First of all hello from the UK, hope u dont mind me asking for a bit of help.

When i got this fish from the lfs i was told it was a male Afra, yet the more i look at this forum i think its a Kenyi.



If anyone could help out , thanks.


----------



## Fogelhund (Dec 3, 2002)

It isn't a kenyi.


----------



## KATALE (Jul 25, 2008)

def not a kenyi


----------



## fancy diver (Mar 21, 2009)

Looks like it could be an afra, do you have a better pic w/ the pectoral fin raised?


----------



## etcbrown (Nov 10, 2007)

Looks like a Psuedotropheus "sp" enlongatus.

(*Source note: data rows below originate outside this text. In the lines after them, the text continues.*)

PR #13777, opened 2020-12-03
[WFLY-14007] Certificate Revocation Lists

SoniaZaldana:
Jira: https://issues.redhat.com/browse/WFLY-14007

Requires: https://issues.redhat.com/browse/WFCORE-5170
WildFly Core PR with tests: https://github.com/wildfly/wildfly-core/pull/4412

### DIFF
--- a/docs/src/main/asciidoc/_elytron/Using_the_Elytron_Subsystem.adoc
+++ b/docs/src/main/asciidoc/_elytron/Using_the_Elytron_Subsystem.adoc
@@ -1454,6 +1454,13 @@ Two-Way HTTPS is now enabled for applications.
 
 You can configure your trust-manager to use certificate-revocation-list (CRL) to check revocation status of obtained certificates.
 
+The supported attributes for a certificate-revocation-list include:
+
+* path: The path to the configuration file that is used to initialize the certificate revocation list.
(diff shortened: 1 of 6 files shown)


docs/src/main/asciidoc/_elytron/Using_the_Elytron_Subsystem.adoc
```diff
@@ -1471,6 +1471,16 @@ This will use CRLs obtained from distribution points referenced in your certific
 /subsystem=elytron/trust-manager=twoWayTM:write-attribute(name=certificate-revocation-list.path, value=intermediate.crl.pem)
 ----
 
+===== Configure multiple certificate revocation lists
```
fjuma, line 1474: I think it would be good to mention which attributes are supported for `certificate-revocation-list` both here and above.

It would also be good to update the documentation (or add it if it doesn't already exist) on how to configure certificate revocation lists via the Elytron authentication client.

SoniaZaldana: I have added the additional documentation.

fjuma (approved):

Exactly which one or even if it is pure would be extremely difficult if not impossible to tell as there are quite a few BB varieties.


----------



## FishandFire (Jul 2, 2007)

Looks like it could be a male Ps. Saulosi


----------



## SinisterKisses (Feb 24, 2004)

Definitely not a saulosi either. Does appear to be an elongatus of some type to me as well.


----------



## fancy diver (Mar 21, 2009)

I really dont think its an elogatus(usually longer and skinnier). more likely an afra I would like to see a picture w/ the dorsal fin(not pectoral,sorry) raised.


----------



## 24Tropheus (Jun 21, 2006)

If the stripes go into the dorsal I would guess mainly Cynotilapia afra type if it is just a line in the dorsal I would guess Pseudotropheus sp. "Elongatus Ornatus" or similar.
I would not be confident of either ID though.


----------



## kevpin (Apr 20, 2009)

sorry for the slow reply, the stripes dont go into the dorsal its dark blue like his stripes with a light blue line across the top, sorry the pics not the best had to get a picture with his dorsal up unless hes darting all over.





If he is an Ps. Saulosi am i right in thinking there pretty aggressive to other fish? , hes home with 2 labs but doesnt really bother them to much, i was hoping to add more soon tho.


----------



## why_spyder (Mar 2, 2006)

24Tropheus said:


> If the stripes go into the dorsal I would guess mainly Cynotilapia afra type if it is just a line in the dorsal I would guess Pseudotropheus sp. "Elongatus Ornatus" or similar.
> I would not be confident of either ID though.


I am in agreeance for the most part. One can speculate either way as to which species it is, but you will never know 100%. This is why buying fish labeled correctly to begin with is so important to this hobby. So many species look similar that an ID of the fish upfront is crucial.


----------